» **Exercise brief**
In the listing below, print exactly the lines between the line holding "in the workspace" and the line holding "davidanthoff: I merged", inclusive, and no more.
::: Provided records :::
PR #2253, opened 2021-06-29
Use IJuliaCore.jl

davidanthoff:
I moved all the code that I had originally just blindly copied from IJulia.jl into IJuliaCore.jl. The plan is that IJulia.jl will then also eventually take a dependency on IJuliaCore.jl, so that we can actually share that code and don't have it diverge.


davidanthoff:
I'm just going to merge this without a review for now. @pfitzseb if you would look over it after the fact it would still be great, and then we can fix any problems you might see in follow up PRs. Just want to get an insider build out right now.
:::
::: Provided records :::
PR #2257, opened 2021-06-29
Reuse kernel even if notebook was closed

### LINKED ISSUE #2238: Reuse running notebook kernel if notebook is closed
:::
::: Provided records :::
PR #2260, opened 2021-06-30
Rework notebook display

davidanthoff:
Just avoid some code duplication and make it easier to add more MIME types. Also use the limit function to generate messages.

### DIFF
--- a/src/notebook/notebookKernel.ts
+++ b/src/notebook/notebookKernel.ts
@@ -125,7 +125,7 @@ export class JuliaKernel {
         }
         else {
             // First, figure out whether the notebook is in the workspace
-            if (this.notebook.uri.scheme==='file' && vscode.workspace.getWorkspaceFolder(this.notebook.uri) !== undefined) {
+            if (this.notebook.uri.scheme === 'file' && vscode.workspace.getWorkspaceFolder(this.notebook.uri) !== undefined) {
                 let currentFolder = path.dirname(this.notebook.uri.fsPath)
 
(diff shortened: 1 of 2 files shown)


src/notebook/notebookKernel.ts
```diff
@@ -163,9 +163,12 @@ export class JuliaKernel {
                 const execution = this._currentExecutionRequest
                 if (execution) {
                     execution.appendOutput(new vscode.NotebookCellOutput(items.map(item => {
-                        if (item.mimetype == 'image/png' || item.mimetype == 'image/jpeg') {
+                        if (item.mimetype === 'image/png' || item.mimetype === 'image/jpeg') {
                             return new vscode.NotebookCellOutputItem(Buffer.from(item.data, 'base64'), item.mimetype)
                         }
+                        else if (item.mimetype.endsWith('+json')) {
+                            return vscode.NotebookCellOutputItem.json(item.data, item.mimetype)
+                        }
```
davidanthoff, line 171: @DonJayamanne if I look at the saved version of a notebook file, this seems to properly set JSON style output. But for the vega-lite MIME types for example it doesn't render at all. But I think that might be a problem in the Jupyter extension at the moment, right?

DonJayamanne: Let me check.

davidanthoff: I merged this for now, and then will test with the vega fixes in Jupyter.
:::
» **Output of the exercise**
             // First, figure out whether the notebook is in the workspace
-            if (this.notebook.uri.scheme==='file' && vscode.workspace.getWorkspaceFolder(this.notebook.uri) !== undefined) {
+            if (this.notebook.uri.scheme === 'file' && vscode.workspace.getWorkspaceFolder(this.notebook.uri) !== undefined) {
                 let currentFolder = path.dirname(this.notebook.uri.fsPath)
 
(diff shortened: 1 of 2 files shown)


src/notebook/notebookKernel.ts
```diff
@@ -163,9 +163,12 @@ export class JuliaKernel {
                 const execution = this._currentExecutionRequest
                 if (execution) {
                     execution.appendOutput(new vscode.NotebookCellOutput(items.map(item => {
-                        if (item.mimetype == 'image/png' || item.mimetype == 'image/jpeg') {
+                        if (item.mimetype === 'image/png' || item.mimetype === 'image/jpeg') {
                             return new vscode.NotebookCellOutputItem(Buffer.from(item.data, 'base64'), item.mimetype)
                         }
+                        else if (item.mimetype.endsWith('+json')) {
+                            return vscode.NotebookCellOutputItem.json(item.data, item.mimetype)
+                        }
```
davidanthoff, line 171: @DonJayamanne if I look at the saved version of a notebook file, this seems to properly set JSON style output. But for the vega-lite MIME types for example it doesn't render at all. But I think that might be a problem in the Jupyter extension at the moment, right?

DonJayamanne: Let me check.

davidanthoff: I merged this for now, and then will test with the vega fixes in Jupyter.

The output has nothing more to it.